» **What is required**: Search the listing for the word "which" and return each line that contains it.

» **Task inputs**:

PR #463, opened 2020-12-20
Push a few ccalling methods onto compiled_methods

### LINKED ISSUE #462: Precache a few compiledcalls?
`Revise.revise()` needs at least the following (just a dump from me monitoring activity during the first revision):
```julia
scope = nameof(m::Module) in Base at reflection.jl:16
sparams = Symbol[]
methname = Symbol("##compiledcall#245")
stmt = :($(Expr(:foreigncall, :(:jl_module_name), Ref{Symbol}, svec(Any), 0, :(:ccall), _J2)))
  0.180130 seconds (265.73 k allocations: 15.778 MiB, 3.75% gc time, 99.12% compilation time)

scope = binding_module(m::Module, s::Symbol) in Base at reflection.jl:105
sparams = Symbol[]
methname = Symbol("##compiledcall#246")
stmt = :($(Expr(:foreigncall, :(:jl_get_module_of_binding), Ptr{Nothing}, svec(Any, Any), 0, :(:ccall), _J2, _J3)))
  0.001159 seconds (349 allocations: 42.334 KiB)

scope = unsafe_pointer_to_objref(x::Ptr) in Base at pointer.jl:130
sparams = Symbol[]
methname = Symbol("##compiledcall#247")
stmt = :($(Expr(:foreigncall, :(:jl_value_ptr), Any, svec(Ptr{Nothing}), 0, :(:ccall), %J4, %J2)))
  0.004961 seconds (2.32 k allocations: 188.361 KiB, 74.81% compilation time)

scope = Vector{T}(::UndefInitializer, m::Int64) where T in Core at boot.jl:448
sparams = [:T]
methname = Symbol("##compiledcall#248")
stmt = :($(Expr(:foreigncall, :(:jl_alloc_array_1d), Array{T, 1}, svec(Any, Int64), 0, :(:ccall), %J2, %J3, %J1)))
  0.013158 seconds (38.09 k allocations: 2.310 MiB, 92.92% compilation time)

scope = fill!(a::Union{Array{Int8, N} where N, Array{UInt8, N} where N}, x::Integer) in Base at array.jl:405
sparams = Symbol[]
methname = Symbol("##compiledcall#249")
stmt = :($(Expr(:foreigncall, :(:memset), Ptr{Nothing}, svec(Ptr{Nothing}, Int32, UInt64), 0, :(:ccall), %J9, %J10, %J11, %J7, %J5, %J2)))
  0.001593 seconds (422 allocations: 68.047 KiB)
```

Note the first one takes ~0.18s, so there could be considerable savings to having this. But the cache-checking function would have to delay compilation for the longer, real `build_compiled_call!`, so when lookup of a precached method failed it would have to call it via an `invokelatest`. Not sure if it's worth it, but I wanted to record the results somewhere while I had them.

timholy:
These methods trigger compilation of `build_compiled_call!` during
Revise.revise(). Since they are essentially `ccall`-wrappers already,
there's not a lot of value in interpreting them.

Saves another ~100ms off the latency.

Closes #462

### DIFF
--- a/src/optimize.jl
+++ b/src/optimize.jl
@@ -182,14 +182,16 @@ function optimize!(code::CodeInfo, scope)
                 arg1 = stmt.args[1]
                 if (arg1 === :llvmcall || lookup_stmt(code.code, arg1) === Base.llvmcall) && isempty(sparams) && scope isa Method
                     nargs = length(stmt.args)-4
-                    delete_idx = build_compiled_call!(stmt, Base.llvmcall, code, idx, nargs, sparams, evalmod)
+                    # Call via `invokelatest` to avoid compiling it until we need it
+                    delete_idx = Base.invokelatest(build_compiled_call!, stmt, Base.llvmcall, code, idx, nargs, sparams, evalmod)
                     delete_idx === nothing && error("llvmcall must be compiled, but exited early from build_compiled_call!")
                     push!(foreigncalls_idx, idx)
                     append!(delete_idxs, delete_idx)
                 end
             elseif stmt.head === :foreigncall && scope isa Method
                 nargs = foreigncall_version == 0 ? stmt.args[5]::Int : length(stmt.args[3]::SimpleVector)
-                delete_idx = build_compiled_call!(stmt, :ccall, code, idx, nargs, sparams, evalmod)
+                # Call via `invokelatest` to avoid compiling it until we need it
+                delete_idx = Base.invokelatest(build_compiled_call!, stmt, :ccall, code, idx, nargs, sparams, evalmod)
                 if delete_idx !== nothing
                     push!(foreigncalls_idx, idx)
                     append!(delete_idxs, delete_idx)
--- a/src/packagedef.jl
+++ b/src/packagedef.jl
@@ -106,6 +106,13 @@ function set_compiled_methods()
         end
     end
 
+    # This is about performance, not safety (issue #462)
+    push!(compiled_methods, which(nameof, (Module,)))
+    push!(compiled_methods, which(Base.binding_module, (Module, Symbol)))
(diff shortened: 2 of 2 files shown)


timholy:
This is a much easier way of doing what I was proposing in #462.

timholy:
Ooh, interesting; the second commit here shaves another 100ms off! Does that seem OK?

timholy:
One concern is whether this could lead to world age problems. Might be worth using `invoke_in_world` and doing this only on Julia 1.6+.

KristofferC:
Could Revise itself could push these methods on load time so at least when you aren't using Revise, you can step into them?

timholy:
Definitely. But, if you `edit` all those methods, you'll see they are pretty much one-liners already. Does that change your thinking in any way?

KristofferC:
I guess. If they just directly dispatch to the ccall, it's probably not of huge value (except if you are actually interested in how stuff like that are implemented). If it is just these it is probably fine but if the list gets too big then maybe there should be some options to give to the interpreter to chose between sort of a "latency mode" and an "accuracy mode"?

aviatesk:
Maybe we can move forward with some TODO comments about configurable interpretation of these methods ?
I think, for now, there's not much value in interpreting those methods, and we can hold off the discussion until we get an issue complaining this.

KristofferC:
Sounds fine.

pfitzseb:
Oh, whoops. Merged this on accident because I had the wrong tab focused. Sorry for that!

Do we want to revert or keep this in for now and see whether anything breaks?

KristofferC:
Might as well keep it.

timholy:
Sorry, I set you up for this by leaving it in indeterminate state. I was on the fence, but now we can see how we like it.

» **Response**:
+    push!(compiled_methods, which(nameof, (Module,)))
+    push!(compiled_methods, which(Base.binding_module, (Module, Symbol)))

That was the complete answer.